Without any alteration, retype the records that appear below.

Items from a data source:
#####
PR #598, opened 2023-04-12
Zora wrapper

zajck:
PoC for wrapper for uncompatibile PD mechanisms.
This works with Zora Auction House.

### DIFF
--- a/contracts/example/ZoraWrapper/ZoraWrapper.sol
+++ b/contracts/example/ZoraWrapper/ZoraWrapper.sol
@@ -10,6 +10,7 @@ import { ERC721 } from "./../support/ERC721.sol";
 import { IERC721Metadata } from "./../support/IERC721Metadata.sol";
 import { IERC721 } from "../../interfaces/IERC721.sol";
 import { IERC165 } from "../../interfaces/IERC165.sol";
+import "../../domain/BosonConstants.sol";
 
 /**
  * @title ZoraWrapper
@@ -26,6 +27,7 @@ contract ZoraWrapper is BosonTypes, Ownable, ERC721 {
     address private immutable voucherAddress;
     address private immutable zoraAuctionHouseAddress;
     address private immutable protocolAddress;
+    address private immutable wethAddress;
 
     uint256 private pendingTokenId;
     mapping(uint256 => uint256) public price;
@@ -40,20 +42,22 @@ contract ZoraWrapper is BosonTypes, Ownable, ERC721 {
     constructor(
         address _voucherAddress,
         address _zoraAuctionHouseAddress,
-        address _protocolAddress
+        address _protocolAddress,
+        address _wethAddress
     ) ERC721(getVoucherName(_voucherAddress), getVoucherSymbol(_voucherAddress)) {
         voucherAddress = _voucherAddress;
         zoraAuctionHouseAddress = _zoraAuctionHouseAddress;
         protocolAddress = _protocolAddress;
+        wethAddress = _wethAddress;
 
         // Approve Zora Auction House to transfer wrapped vouchers
-        setApprovalForAll(_zoraAuctionHouseAddress, true);
-        setApprovalForAll(msg.sender, true); // msg.sender is the owner of this contract and must be approved to transfer wrapped vouchers to Auction House
+        _setApprovalForAll(address(this),_zoraAuctionHouseAddress, true);
+        _setApprovalForAll(address(this), msg.sender, true); // msg.sender is the owner of this contract and must be approved to transfer wrapped vouchers to Auction House
     }
 
     function getVoucherName(address _voucherAddress) internal view returns (string memory) {
         string memory name = IERC721Metadata(_voucherAddress).name();
-        return string(abi.encodePacked("WRAPPED", name));
+        return string(abi.encodePacked("Wrapped ", name));
     }
 
     function getVoucherSymbol(address _voucherAddress) internal view returns (string memory) {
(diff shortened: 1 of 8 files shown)


contracts/example/ZoraWrapper/ZoraWrapper.sol
```diff
@@ -0,0 +1,241 @@
...
+     * @param _tokenId The token id.
+     */
+    function getCurrentBalance(uint256 _tokenId) internal returns (uint256) {
+        address exchangeToken = cachedExchangeToken[_tokenId];
+
+        // If exchange token is not known, get it from the protocol.
+        if (exchangeToken == address(0)) {
+            uint256 offerId = _tokenId >> 128; // OfferId is the first 128 bits of the token ID.
+
+            // Get Boson offer. Don't explicitly check if the offer exists, since existance of the token implies it does.
```
anajuliabit, line 204: > Don't explicitly check if the offer exists, since existence of the token implies it does

if `_tokenId` is a token id previous to `v2.2.0` ,`offerId` here will be 0 here and fetching `getOffer(0)` would return `[exist: false, offer: [...offer, exchangeToken: addressZero]` so we would assume exchangeToken as being `wethAddress` when actually we don't know if this is the correct exchangeToken as we fetch offer 0 and not true offer id. Does that make sense? maybe I'm missing something,

contracts/example/ZoraWrapper/ZoraWrapper.sol
```diff
@@ -0,0 +1,241 @@
...
+    /**
+     * @notice Wraps the voucher, transfer true voucher to itself and funds to the protocol.
+     *
+     * Reverts if:
+     *  - caller is not the contract owner
+     *
+     * @param _tokenId The token id.
+     */
+    function wrap(uint256 _tokenId) external onlyOwner {
+        // should wrapping be limited to onlyOwner?
```
anajuliabit, line 103: I think we should allow at least _tokenId owner to call, but for that we also need to change the logic in unwrap function not to check if caller is contract owner.

anajuliabit (changes requested):

contracts/example/ZoraWrapper/ZoraWrapper.sol
```diff
@@ -0,0 +1,245 @@
...
+        address _from,
+        address _to,
+        uint256 _tokenId
+    ) internal virtual override(ERC721) {
+        if (_from == zoraAuctionHouseAddress && _to != address(this)) {
+            // Auction is over, and wrapped voucher is being transferred to voucher owner
+            // If recipient is address(this), it means the auction was canceled and price updating can be skipped
+
+            // If some token price is not know yet, update it now
+            if (pendingTokenId != 0) updatePendingTokenPrice(pendingTokenId);
```
anajuliabit, line 172: there is no need to pass `pendingTokenId` as a parameter

anajuliabit (changes requested):

contracts/example/ZoraWrapper/ZoraWrapper.sol
```diff
@@ -0,0 +1,245 @@
...
+            price[pendingTokenId] = getCurrentBalance(_tokenId);
+            pendingTokenId = _tokenId;
+        }
+
+        super._beforeTokenTransfer(_from, _to, _tokenId);
+    }
+
+    function updatePendingTokenPrice(uint256 _tokenId) internal {
+        price[pendingTokenId] = getCurrentBalance(_tokenId) - price[pendingTokenId];
+    }
```
anajuliabit, line 184:
```suggestion
    function updatePendingTokenPrice() internal {
           uint256 tokenId = pendingTokenId;
           price[tokenId] = getCurrentBalance(tokenId) - price[tokenId];
    }
```

anajuliabit (changes requested):

contracts/example/ZoraWrapper/ZoraWrapper.sol
zajck: Removed.

contracts/example/ZoraWrapper/ZoraWrapper.sol
```diff
@@ -0,0 +1,245 @@
...
+        if (_from == zoraAuctionHouseAddress && _to != address(this)) {
+            // Auction is over, and wrapped voucher is being transferred to voucher owner
+            // If recipient is address(this), it means the auction was canceled and price updating can be skipped
+
+            // If some token price is not know yet, update it now
+            if (pendingTokenId != 0) updatePendingTokenPrice(pendingTokenId);
+
+            // Store current balance and set the pending token id
+            price[pendingTokenId] = getCurrentBalance(_tokenId);
+            pendingTokenId = _tokenId;
```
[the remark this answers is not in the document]
zajck: True. Or, logically equivalent is if I change `price[pendingTokenId]` to `price[_tokenId]` and have on SLOAD less.

contracts/example/ZoraWrapper/ZoraWrapper.sol
zajck: Fixed.

test/integration/price-discovery/auction.js
```diff
@@ -223,4 +223,129 @@ describe("[@skip-on-coverage] auctionProtocol integration", function() {
 
     expect(await bosonVoucher.ownerOf(tokenId)).to.equal(buyer.address);
   });
+
+  it.only("Works with Zora auction", async function () {
```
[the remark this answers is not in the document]
zajck: Removed.

anajuliabit (approved):
LGTM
#####
__YOUR RESPONSE__:
PR #598, opened 2023-04-12
Zora wrapper

zajck:
PoC for wrapper for uncompatibile PD mechanisms.
This works with Zora Auction House.

### DIFF
--- a/contracts/example/ZoraWrapper/ZoraWrapper.sol
+++ b/contracts/example/ZoraWrapper/ZoraWrapper.sol
@@ -10,6 +10,7 @@ import { ERC721 } from "./../support/ERC721.sol";
 import { IERC721Metadata } from "./../support/IERC721Metadata.sol";
 import { IERC721 } from "../../interfaces/IERC721.sol";
 import { IERC165 } from "../../interfaces/IERC165.sol";
+import "../../domain/BosonConstants.sol";
 
 /**
  * @title ZoraWrapper
@@ -26,6 +27,7 @@ contract ZoraWrapper is BosonTypes, Ownable, ERC721 {
     address private immutable voucherAddress;
     address private immutable zoraAuctionHouseAddress;
     address private immutable protocolAddress;
+    address private immutable wethAddress;
 
     uint256 private pendingTokenId;
     mapping(uint256 => uint256) public price;
@@ -40,20 +42,22 @@ contract ZoraWrapper is BosonTypes, Ownable, ERC721 {
     constructor(
         address _voucherAddress,
         address _zoraAuctionHouseAddress,
-        address _protocolAddress
+        address _protocolAddress,
+        address _wethAddress
     ) ERC721(getVoucherName(_voucherAddress), getVoucherSymbol(_voucherAddress)) {
         voucherAddress = _voucherAddress;
         zoraAuctionHouseAddress = _zoraAuctionHouseAddress;
         protocolAddress = _protocolAddress;
+        wethAddress = _wethAddress;
 
         // Approve Zora Auction House to transfer wrapped vouchers
-        setApprovalForAll(_zoraAuctionHouseAddress, true);
-        setApprovalForAll(msg.sender, true); // msg.sender is the owner of this contract and must be approved to transfer wrapped vouchers to Auction House
+        _setApprovalForAll(address(this),_zoraAuctionHouseAddress, true);
+        _setApprovalForAll(address(this), msg.sender, true); // msg.sender is the owner of this contract and must be approved to transfer wrapped vouchers to Auction House
     }
 
     function getVoucherName(address _voucherAddress) internal view returns (string memory) {
         string memory name = IERC721Metadata(_voucherAddress).name();
-        return string(abi.encodePacked("WRAPPED", name));
+        return string(abi.encodePacked("Wrapped ", name));
     }
 
     function getVoucherSymbol(address _voucherAddress) internal view returns (string memory) {
(diff shortened: 1 of 8 files shown)


contracts/example/ZoraWrapper/ZoraWrapper.sol
```diff
@@ -0,0 +1,241 @@
...
+     * @param _tokenId The token id.
+     */
+    function getCurrentBalance(uint256 _tokenId) internal returns (uint256) {
+        address exchangeToken = cachedExchangeToken[_tokenId];
+
+        // If exchange token is not known, get it from the protocol.
+        if (exchangeToken == address(0)) {
+            uint256 offerId = _tokenId >> 128; // OfferId is the first 128 bits of the token ID.
+
+            // Get Boson offer. Don't explicitly check if the offer exists, since existance of the token implies it does.
```
anajuliabit, line 204: > Don't explicitly check if the offer exists, since existence of the token implies it does

if `_tokenId` is a token id previous to `v2.2.0` ,`offerId` here will be 0 here and fetching `getOffer(0)` would return `[exist: false, offer: [...offer, exchangeToken: addressZero]` so we would assume exchangeToken as being `wethAddress` when actually we don't know if this is the correct exchangeToken as we fetch offer 0 and not true offer id. Does that make sense? maybe I'm missing something,

contracts/example/ZoraWrapper/ZoraWrapper.sol
```diff
@@ -0,0 +1,241 @@
...
+    /**
+     * @notice Wraps the voucher, transfer true voucher to itself and funds to the protocol.
+     *
+     * Reverts if:
+     *  - caller is not the contract owner
+     *
+     * @param _tokenId The token id.
+     */
+    function wrap(uint256 _tokenId) external onlyOwner {
+        // should wrapping be limited to onlyOwner?
```
anajuliabit, line 103: I think we should allow at least _tokenId owner to call, but for that we also need to change the logic in unwrap function not to check if caller is contract owner.

anajuliabit (changes requested):

contracts/example/ZoraWrapper/ZoraWrapper.sol
```diff
@@ -0,0 +1,245 @@
...
+        address _from,
+        address _to,
+        uint256 _tokenId
+    ) internal virtual override(ERC721) {
+        if (_from == zoraAuctionHouseAddress && _to != address(this)) {
+            // Auction is over, and wrapped voucher is being transferred to voucher owner
+            // If recipient is address(this), it means the auction was canceled and price updating can be skipped
+
+            // If some token price is not know yet, update it now
+            if (pendingTokenId != 0) updatePendingTokenPrice(pendingTokenId);
```
anajuliabit, line 172: there is no need to pass `pendingTokenId` as a parameter

anajuliabit (changes requested):

contracts/example/ZoraWrapper/ZoraWrapper.sol
```diff
@@ -0,0 +1,245 @@
...
+            price[pendingTokenId] = getCurrentBalance(_tokenId);
+            pendingTokenId = _tokenId;
+        }
+
+        super._beforeTokenTransfer(_from, _to, _tokenId);
+    }
+
+    function updatePendingTokenPrice(uint256 _tokenId) internal {
+        price[pendingTokenId] = getCurrentBalance(_tokenId) - price[pendingTokenId];
+    }
```
anajuliabit, line 184:
```suggestion
    function updatePendingTokenPrice() internal {
           uint256 tokenId = pendingTokenId;
           price[tokenId] = getCurrentBalance(tokenId) - price[tokenId];
    }
```

anajuliabit (changes requested):

contracts/example/ZoraWrapper/ZoraWrapper.sol
zajck: Removed.

contracts/example/ZoraWrapper/ZoraWrapper.sol
```diff
@@ -0,0 +1,245 @@
...
+        if (_from == zoraAuctionHouseAddress && _to != address(this)) {
+            // Auction is over, and wrapped voucher is being transferred to voucher owner
+            // If recipient is address(this), it means the auction was canceled and price updating can be skipped
+
+            // If some token price is not know yet, update it now
+            if (pendingTokenId != 0) updatePendingTokenPrice(pendingTokenId);
+
+            // Store current balance and set the pending token id
+            price[pendingTokenId] = getCurrentBalance(_tokenId);
+            pendingTokenId = _tokenId;
```
[the remark this answers is not in the document]
zajck: True. Or, logically equivalent is if I change `price[pendingTokenId]` to `price[_tokenId]` and have on SLOAD less.

contracts/example/ZoraWrapper/ZoraWrapper.sol
zajck: Fixed.

test/integration/price-discovery/auction.js
```diff
@@ -223,4 +223,129 @@ describe("[@skip-on-coverage] auctionProtocol integration", function() {
 
     expect(await bosonVoucher.ownerOf(tokenId)).to.equal(buyer.address);
   });
+
+  it.only("Works with Zora auction", async function () {
```
[the remark this answers is not in the document]
zajck: Removed.

anajuliabit (approved):
LGTM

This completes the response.